Regarding the degrading behavior of the scaffold materials, no adverse tissue reactions were observed within the defect site. Histopathologically, there were no evidences of chronic inflammatory reactions at the end point of the experimental time frame. Small amounts of infiltrates, however, could be observed toward the center cavity integrated together with high numbers of osteoblast cells. This, however, points to a favorable scenario, in which the degrading scaffold material acts as an attraction force toward the recruitment of inflammatory cells that were microscopically evident in the center cavity of the defects in the scaffold implanted site but not within the empty defects. According to Ghanaati et al,54 this attraction force exerted by the degrading biomaterials has potential benefits in facilitating the process of angiogenesis due to the fact that these inflammatory cells are capable of producing vascularization-promoting proteins. This increased vascularization process is what underlies the improved bone tissue formation and healing rate observed within the scaffold implanted defect sites compared to the empty defects with higher intensity noted within the nanocomposite implanted site. The presence of these minute amounts of inflammatory infiltrates and well-formed bone tissues and osteoids along the periphery of the defect margins also shows the lack of toxicity of the implanted scaffold toward the host tissues and a well-integrated scaffold host interface.
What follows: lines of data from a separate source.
PR #236, opened 2016-10-19
nxcomp: Support the Generic Event Extension.

sunweaver:
I have extracted the Generic Event Extension part from the patch provided via Debian BTS: https://bugs.debian.org/cgi-bin/bugreport.cgi?bug=766299

However, I don't know how we can actually test that it works. Any clues?

@Ionic: @uli42: @vatral: @mbecroft: ?

Thanks for feedback!
Mike

### DIFF
--- a/nxcomp/ClientChannel.cpp
+++ b/nxcomp/ClientChannel.cpp
@@ -4808,6 +4808,12 @@ FIXME: Recover the sequence number if the proxy
           break;
         default:
           {
+            // BEWARE: not only inputOpcode == GenericEvent but also
+            // others not handled above, at least:
+            //   GraphicsExpose    13
+            //   MapRequest        20
+            //   ConfigureRequest  23
+            // and any beyond LASTEvent.
             #ifdef TEST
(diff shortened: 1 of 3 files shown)


sunweaver:
Adding more devs for feedback: @woglinde: ?, @salva: ?

Ionic:
No idea, really, other than finding an application that spews out generic events by itself or masked via xcb/Xlib.

uli42:
https://www.x.org/releases/X11R7.6/doc/xextproto/geproto.html ist the specificiation of GenericEvent. Maybe we can ask its author Peter Hutterer for some example and/or testing code. I have not found anything like that.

Any signs of inflammation speculated at the early stage of healing as a normal tissue reaction toward a foreign object is shown to be not persisting by week 8 post-implantation of the study. Comparatively, the study by González-Toro and Thayumanavan30 and Díaz-Rodríguez et al31 on bioactive injectable cements in varying formulation on a similar kind of animal model reported on the presence of inflammatory cells still remaining localized around the defect sites after 24 weeks of the study duration. The absence of excessive inflammatory response by the host tissue toward the degrading scaffold material in this study gives further justification toward the histocompatibility of the developed scaffolds.

Conclusion

Our results revealed that the cockle shell–derived CaCO3 aragonite nanocomposite 3D scaffolds performed excellently in restoring the segment defect in long-term assessment trials. It is noteworthy to mention that there was no toxic or any adverse reactions noticed in all the pre-fabricated materials implanted into the animal model. The cockle shell–derived CaCO3 aragonite nanocomposite 3D scaffolds demonstrated superior qualities in controlling complete growth of new bone alongside the segmental bone defect when assessed by histological study.

Acknowledgments

The authors thank the Faculty of Veterinary Medicine, Universiti Putra Malaysia, for supporting this study. This research was supported by Malaysian Government under Science fund number 02-01-04-SF1378.

Author contributions

All authors contributed toward data analysis, drafting and revising the paper and agree to be accountable for all aspects of the work.

Disclosure

The authors report no conflicts of interest in this work.